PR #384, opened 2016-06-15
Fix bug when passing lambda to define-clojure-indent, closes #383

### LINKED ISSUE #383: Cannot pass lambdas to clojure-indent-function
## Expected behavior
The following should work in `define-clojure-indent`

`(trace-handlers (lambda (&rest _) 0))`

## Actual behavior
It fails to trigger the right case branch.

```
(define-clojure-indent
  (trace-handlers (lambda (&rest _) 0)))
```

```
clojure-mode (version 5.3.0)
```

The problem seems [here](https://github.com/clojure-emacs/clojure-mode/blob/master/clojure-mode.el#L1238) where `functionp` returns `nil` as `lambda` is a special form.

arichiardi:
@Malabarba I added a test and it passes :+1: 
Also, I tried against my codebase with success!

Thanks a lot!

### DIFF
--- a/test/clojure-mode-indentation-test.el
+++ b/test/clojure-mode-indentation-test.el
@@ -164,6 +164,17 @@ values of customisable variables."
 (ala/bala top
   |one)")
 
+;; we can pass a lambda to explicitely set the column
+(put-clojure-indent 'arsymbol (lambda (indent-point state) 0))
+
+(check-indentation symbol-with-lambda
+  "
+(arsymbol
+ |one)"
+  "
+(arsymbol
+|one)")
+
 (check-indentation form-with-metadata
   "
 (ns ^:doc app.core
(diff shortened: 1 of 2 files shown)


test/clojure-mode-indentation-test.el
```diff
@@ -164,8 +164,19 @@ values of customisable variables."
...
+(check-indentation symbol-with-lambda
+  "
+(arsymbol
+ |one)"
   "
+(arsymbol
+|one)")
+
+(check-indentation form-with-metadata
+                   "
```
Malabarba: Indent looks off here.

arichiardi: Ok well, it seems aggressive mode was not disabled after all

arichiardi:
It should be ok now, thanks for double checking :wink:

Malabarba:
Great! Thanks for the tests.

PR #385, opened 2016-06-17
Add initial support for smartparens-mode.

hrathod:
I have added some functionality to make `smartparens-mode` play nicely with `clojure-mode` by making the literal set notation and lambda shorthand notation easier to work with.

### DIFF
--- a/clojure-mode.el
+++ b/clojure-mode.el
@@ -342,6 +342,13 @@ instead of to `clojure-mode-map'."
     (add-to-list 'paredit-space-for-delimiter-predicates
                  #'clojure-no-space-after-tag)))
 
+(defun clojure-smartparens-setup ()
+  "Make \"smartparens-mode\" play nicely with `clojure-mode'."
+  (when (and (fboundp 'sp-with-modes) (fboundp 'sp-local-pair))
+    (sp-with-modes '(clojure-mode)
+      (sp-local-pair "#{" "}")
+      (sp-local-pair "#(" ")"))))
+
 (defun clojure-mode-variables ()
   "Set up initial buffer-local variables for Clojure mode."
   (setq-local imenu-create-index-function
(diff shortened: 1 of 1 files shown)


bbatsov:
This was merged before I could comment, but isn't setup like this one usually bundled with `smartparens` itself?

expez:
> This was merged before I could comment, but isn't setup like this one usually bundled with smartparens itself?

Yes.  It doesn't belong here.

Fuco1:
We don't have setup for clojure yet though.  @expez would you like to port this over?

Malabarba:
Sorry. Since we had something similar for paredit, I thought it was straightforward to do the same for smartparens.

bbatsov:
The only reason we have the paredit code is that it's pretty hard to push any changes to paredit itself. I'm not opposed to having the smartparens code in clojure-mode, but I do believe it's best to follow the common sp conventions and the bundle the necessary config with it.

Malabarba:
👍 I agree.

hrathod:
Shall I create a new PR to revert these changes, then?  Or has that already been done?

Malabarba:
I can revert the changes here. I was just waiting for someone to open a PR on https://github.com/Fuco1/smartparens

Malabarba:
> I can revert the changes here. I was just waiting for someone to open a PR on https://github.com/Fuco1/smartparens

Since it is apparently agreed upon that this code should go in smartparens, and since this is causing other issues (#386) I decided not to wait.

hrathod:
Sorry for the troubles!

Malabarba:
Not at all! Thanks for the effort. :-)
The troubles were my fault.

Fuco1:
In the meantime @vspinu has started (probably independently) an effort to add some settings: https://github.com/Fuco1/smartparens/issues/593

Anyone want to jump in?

● ● ●

Exercise objective:
Where does the string "that" occur in the material? Copy every line where it does.

Reply to the task:
The only reason we have the paredit code is that it's pretty hard to push any changes to paredit itself. I'm not opposed to having the smartparens code in clojure-mode, but I do believe it's best to follow the common sp conventions and the bundle the necessary config with it.
Shall I create a new PR to revert these changes, then?  Or has that already been done?
Since it is apparently agreed upon that this code should go in smartparens, and since this is causing other issues (#386) I decided not to wait.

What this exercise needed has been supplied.